═════ Records to process

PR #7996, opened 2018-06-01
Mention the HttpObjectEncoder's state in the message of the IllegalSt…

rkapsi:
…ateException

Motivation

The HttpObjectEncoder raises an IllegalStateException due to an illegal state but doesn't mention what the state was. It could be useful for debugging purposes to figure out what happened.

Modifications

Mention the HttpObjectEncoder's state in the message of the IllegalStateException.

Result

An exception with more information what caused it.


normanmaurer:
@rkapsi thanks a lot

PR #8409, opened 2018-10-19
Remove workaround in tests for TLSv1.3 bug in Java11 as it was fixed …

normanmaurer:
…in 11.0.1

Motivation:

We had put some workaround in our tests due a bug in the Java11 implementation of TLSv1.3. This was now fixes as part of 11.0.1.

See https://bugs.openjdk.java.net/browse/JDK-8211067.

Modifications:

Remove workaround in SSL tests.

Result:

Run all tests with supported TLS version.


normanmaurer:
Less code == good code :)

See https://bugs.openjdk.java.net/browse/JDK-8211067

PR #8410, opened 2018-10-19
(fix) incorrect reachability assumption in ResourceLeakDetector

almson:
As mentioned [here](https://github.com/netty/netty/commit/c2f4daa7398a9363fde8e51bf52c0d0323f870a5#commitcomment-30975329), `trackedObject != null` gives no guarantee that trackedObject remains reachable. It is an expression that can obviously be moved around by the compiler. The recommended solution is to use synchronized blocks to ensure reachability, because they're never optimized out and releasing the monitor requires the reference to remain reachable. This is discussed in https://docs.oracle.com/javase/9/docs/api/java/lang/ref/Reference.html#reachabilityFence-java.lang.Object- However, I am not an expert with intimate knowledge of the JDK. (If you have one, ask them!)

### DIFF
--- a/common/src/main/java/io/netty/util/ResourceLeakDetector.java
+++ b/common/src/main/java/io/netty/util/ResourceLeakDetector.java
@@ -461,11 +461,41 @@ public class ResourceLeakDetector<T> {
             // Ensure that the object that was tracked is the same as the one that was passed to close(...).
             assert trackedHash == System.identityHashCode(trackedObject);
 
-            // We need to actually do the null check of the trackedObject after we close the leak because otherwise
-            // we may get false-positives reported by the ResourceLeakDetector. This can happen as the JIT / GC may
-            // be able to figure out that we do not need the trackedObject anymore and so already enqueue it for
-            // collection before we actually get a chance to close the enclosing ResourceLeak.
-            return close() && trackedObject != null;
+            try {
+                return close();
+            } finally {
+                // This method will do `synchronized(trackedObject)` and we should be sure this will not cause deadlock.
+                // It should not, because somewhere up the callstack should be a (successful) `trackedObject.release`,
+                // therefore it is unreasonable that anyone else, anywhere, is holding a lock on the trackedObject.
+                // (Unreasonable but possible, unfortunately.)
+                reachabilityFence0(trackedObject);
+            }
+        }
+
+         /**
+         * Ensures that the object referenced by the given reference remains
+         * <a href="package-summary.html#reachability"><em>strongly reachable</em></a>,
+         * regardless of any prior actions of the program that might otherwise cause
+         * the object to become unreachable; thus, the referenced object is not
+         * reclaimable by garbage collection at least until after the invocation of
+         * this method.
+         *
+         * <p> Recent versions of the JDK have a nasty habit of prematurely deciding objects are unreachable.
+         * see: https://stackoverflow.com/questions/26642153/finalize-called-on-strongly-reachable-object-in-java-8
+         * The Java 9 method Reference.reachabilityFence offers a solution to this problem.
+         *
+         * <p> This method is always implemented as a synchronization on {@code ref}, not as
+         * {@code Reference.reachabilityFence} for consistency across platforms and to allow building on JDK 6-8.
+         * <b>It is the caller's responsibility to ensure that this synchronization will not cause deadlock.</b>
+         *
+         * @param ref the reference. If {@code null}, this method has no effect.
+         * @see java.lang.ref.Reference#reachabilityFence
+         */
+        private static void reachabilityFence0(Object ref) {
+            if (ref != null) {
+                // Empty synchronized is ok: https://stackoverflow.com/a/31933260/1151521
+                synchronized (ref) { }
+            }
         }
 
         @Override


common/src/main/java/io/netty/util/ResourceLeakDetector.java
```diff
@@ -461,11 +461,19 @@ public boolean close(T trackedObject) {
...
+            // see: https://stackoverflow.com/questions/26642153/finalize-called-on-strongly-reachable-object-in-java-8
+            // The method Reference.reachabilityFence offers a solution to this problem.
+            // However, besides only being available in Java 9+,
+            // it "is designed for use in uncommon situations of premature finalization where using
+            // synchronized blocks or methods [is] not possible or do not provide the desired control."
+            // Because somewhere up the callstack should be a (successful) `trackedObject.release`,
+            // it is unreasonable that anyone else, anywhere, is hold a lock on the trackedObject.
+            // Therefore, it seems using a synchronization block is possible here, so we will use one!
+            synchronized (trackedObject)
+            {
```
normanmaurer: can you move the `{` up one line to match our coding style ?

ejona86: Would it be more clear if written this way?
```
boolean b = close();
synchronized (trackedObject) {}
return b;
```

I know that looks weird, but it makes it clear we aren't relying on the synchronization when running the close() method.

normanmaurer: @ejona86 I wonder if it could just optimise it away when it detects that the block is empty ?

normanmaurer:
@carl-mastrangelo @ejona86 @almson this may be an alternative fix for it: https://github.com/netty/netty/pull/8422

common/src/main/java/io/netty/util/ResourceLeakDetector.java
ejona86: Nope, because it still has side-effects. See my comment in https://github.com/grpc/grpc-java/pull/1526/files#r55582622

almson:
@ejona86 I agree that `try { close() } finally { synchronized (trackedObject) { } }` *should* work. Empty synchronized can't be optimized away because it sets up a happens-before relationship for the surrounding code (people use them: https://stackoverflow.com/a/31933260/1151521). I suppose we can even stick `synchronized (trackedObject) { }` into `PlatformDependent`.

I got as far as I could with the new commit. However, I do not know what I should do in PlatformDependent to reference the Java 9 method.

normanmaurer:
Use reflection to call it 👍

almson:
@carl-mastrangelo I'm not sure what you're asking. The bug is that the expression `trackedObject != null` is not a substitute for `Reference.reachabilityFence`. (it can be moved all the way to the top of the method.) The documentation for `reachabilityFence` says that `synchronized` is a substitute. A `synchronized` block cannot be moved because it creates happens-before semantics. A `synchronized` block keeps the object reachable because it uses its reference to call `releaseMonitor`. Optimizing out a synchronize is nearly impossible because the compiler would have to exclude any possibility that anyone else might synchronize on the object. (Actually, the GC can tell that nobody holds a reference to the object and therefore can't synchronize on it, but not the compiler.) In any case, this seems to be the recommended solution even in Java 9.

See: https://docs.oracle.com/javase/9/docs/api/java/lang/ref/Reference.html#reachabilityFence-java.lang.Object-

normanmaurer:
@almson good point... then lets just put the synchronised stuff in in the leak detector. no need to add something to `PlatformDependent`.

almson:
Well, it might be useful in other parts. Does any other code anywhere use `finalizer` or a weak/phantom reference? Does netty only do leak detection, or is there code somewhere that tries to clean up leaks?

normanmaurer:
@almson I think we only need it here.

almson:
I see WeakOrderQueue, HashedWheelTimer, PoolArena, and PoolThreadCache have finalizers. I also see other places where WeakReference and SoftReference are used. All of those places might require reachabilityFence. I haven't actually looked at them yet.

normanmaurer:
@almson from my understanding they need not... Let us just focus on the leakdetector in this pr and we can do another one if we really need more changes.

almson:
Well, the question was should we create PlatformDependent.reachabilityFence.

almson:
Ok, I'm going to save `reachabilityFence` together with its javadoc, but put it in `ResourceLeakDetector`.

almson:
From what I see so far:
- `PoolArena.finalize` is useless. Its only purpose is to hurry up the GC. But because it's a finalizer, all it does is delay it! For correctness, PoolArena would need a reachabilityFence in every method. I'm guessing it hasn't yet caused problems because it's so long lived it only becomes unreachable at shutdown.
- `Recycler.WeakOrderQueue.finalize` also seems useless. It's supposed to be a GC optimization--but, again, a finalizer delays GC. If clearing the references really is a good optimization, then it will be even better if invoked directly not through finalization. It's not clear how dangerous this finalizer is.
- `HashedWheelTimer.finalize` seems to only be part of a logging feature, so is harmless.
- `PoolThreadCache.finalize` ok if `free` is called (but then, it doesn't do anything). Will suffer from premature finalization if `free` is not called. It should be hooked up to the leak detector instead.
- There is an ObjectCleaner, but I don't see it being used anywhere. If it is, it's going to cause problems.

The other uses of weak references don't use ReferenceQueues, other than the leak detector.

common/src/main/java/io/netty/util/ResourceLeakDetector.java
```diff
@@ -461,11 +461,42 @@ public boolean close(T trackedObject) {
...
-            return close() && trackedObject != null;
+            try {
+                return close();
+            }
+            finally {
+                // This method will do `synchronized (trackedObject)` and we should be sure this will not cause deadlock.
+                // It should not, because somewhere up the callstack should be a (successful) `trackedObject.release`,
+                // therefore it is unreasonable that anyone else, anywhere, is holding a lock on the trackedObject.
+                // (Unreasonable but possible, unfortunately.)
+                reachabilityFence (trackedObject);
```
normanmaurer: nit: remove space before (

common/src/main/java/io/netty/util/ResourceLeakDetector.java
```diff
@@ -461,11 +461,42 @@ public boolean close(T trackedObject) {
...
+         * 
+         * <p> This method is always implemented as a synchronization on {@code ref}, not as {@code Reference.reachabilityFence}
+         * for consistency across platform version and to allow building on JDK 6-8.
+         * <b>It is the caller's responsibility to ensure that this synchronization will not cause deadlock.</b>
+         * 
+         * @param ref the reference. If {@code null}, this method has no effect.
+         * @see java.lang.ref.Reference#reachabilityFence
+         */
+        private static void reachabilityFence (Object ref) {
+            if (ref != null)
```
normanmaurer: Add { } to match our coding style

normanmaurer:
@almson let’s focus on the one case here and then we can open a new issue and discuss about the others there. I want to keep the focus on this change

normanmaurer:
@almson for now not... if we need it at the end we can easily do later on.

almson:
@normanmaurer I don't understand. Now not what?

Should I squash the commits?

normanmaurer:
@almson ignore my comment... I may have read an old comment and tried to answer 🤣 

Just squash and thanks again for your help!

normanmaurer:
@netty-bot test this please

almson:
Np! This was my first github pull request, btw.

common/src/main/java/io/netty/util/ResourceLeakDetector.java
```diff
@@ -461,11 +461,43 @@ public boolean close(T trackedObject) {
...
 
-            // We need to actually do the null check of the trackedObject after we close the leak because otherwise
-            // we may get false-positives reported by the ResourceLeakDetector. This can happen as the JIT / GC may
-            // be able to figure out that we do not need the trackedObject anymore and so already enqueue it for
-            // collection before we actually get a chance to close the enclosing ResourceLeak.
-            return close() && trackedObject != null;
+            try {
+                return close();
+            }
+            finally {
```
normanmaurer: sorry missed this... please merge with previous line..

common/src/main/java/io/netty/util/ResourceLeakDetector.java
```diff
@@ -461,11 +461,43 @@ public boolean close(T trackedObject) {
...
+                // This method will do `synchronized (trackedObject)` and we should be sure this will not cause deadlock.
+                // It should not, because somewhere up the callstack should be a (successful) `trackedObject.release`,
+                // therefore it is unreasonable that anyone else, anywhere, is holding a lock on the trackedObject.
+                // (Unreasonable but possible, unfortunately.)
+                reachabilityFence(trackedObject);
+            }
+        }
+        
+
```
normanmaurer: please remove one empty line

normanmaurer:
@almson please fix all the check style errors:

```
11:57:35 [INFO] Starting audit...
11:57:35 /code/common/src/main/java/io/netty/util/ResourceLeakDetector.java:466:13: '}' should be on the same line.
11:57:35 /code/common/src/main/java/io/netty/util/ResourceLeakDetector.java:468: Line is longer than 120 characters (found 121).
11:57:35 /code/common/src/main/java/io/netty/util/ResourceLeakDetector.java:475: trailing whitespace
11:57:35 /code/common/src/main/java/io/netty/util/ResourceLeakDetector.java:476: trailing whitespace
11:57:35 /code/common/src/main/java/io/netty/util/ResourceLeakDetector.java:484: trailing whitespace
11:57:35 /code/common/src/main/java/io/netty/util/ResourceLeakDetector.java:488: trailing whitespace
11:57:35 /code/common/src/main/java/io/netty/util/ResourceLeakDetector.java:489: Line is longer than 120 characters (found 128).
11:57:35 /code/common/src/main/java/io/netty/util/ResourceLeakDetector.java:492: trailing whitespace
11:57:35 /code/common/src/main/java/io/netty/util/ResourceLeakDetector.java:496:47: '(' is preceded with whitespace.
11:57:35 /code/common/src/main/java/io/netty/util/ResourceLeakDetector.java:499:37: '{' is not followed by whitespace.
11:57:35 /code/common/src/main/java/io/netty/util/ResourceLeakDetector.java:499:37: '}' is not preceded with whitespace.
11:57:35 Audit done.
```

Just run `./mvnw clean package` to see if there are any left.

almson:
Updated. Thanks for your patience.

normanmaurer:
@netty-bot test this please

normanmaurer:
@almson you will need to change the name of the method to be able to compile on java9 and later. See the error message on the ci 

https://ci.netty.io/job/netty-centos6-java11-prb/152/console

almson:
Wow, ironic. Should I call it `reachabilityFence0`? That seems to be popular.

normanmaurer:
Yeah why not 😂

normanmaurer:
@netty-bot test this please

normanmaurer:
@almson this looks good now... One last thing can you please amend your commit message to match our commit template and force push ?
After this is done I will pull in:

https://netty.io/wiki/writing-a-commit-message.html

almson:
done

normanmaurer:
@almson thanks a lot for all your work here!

══════════

> [About this exercise]: The expected output is the exact run of lines from the start of the entries through the line with "Remove workaround in tests", inclusive.

> [Solution to this task]:
PR #7996, opened 2018-06-01
Mention the HttpObjectEncoder's state in the message of the IllegalSt…

rkapsi:
…ateException

Motivation

The HttpObjectEncoder raises an IllegalStateException due to an illegal state but doesn't mention what the state was. It could be useful for debugging purposes to figure out what happened.

Modifications

Mention the HttpObjectEncoder's state in the message of the IllegalStateException.

Result

An exception with more information what caused it.


normanmaurer:
@rkapsi thanks a lot

PR #8409, opened 2018-10-19
Remove workaround in tests for TLSv1.3 bug in Java11 as it was fixed …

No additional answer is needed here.